--- EXCERPTED RECORDS Enclosed Below ---

PR #1374, opened 2026-04-14
chore: upgrade-aws-cdk-lib workflow fails with `command not found: projen`

dgandhi62:
The `upgrade-aws-cdk-lib_aws-cdk` workflow fails with `command not found: projen` (exit code 127).

This pr is an extension of #1368 , which added `projen` as a devDependency to all workspace packages. This does not resolve the issue because `nodeLinker: node-modules` still hoists the binary to the root.

### Fix
Patch the generated workflow to use `yarn run upgrade-aws-cdk-lib`, which resolves the script through Yarn's script execution context where PATH is correctly configured.

### Checklist
  - Release notes for the new version: N/A

### DIFF
--- a/.github/workflows/upgrade-aws-cdk-lib_aws-cdk.yml
+++ b/.github/workflows/upgrade-aws-cdk-lib_aws-cdk.yml
@@ -26,7 +26,7 @@ jobs:
       - name: Install dependencies
         run: yarn install --immutable
       - name: Upgrade dependencies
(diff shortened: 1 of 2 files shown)


mrgrain (changes requested):
This doesn't fix the issue and the issue doesn't seem to match the error.

https://github.com/aws/aws-cdk-cli/actions/runs/24442226843/job/71409741387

--- End of Enclosed EXCERPTED RECORDS ---

ABOUT THIS EXERCISE:
Your task is to restate all of the records above word for word.

YOUR RESPONSE:
PR #1374, opened 2026-04-14
chore: upgrade-aws-cdk-lib workflow fails with `command not found: projen`

dgandhi62:
The `upgrade-aws-cdk-lib_aws-cdk` workflow fails with `command not found: projen` (exit code 127).

This pr is an extension of #1368 , which added `projen` as a devDependency to all workspace packages. This does not resolve the issue because `nodeLinker: node-modules` still hoists the binary to the root.

### Fix
Patch the generated workflow to use `yarn run upgrade-aws-cdk-lib`, which resolves the script through Yarn's script execution context where PATH is correctly configured.

### Checklist
  - Release notes for the new version: N/A

### DIFF
--- a/.github/workflows/upgrade-aws-cdk-lib_aws-cdk.yml
+++ b/.github/workflows/upgrade-aws-cdk-lib_aws-cdk.yml
@@ -26,7 +26,7 @@ jobs:
       - name: Install dependencies
         run: yarn install --immutable
       - name: Upgrade dependencies
(diff shortened: 1 of 2 files shown)


mrgrain (changes requested):
This doesn't fix the issue and the issue doesn't seem to match the error.

https://github.com/aws/aws-cdk-cli/actions/runs/24442226843/job/71409741387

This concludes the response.